(Stored data entries)
▬▬▬▬▬▬

PR #2191, opened 2019-07-23
MAINT: remove legacy CMake endif()

tylerjereddy:
* clean up a case where CMake endif()
contained the conditional used in the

▬▬▬▬▬▬

*WHAT YOU HAVE TO DO*. Type the data again exactly. Leave nothing out.

*EXERCISE ANSWER*.
PR #2191, opened 2019-07-23
MAINT: remove legacy CMake endif()

tylerjereddy:
* clean up a case where CMake endif()
contained the conditional used in the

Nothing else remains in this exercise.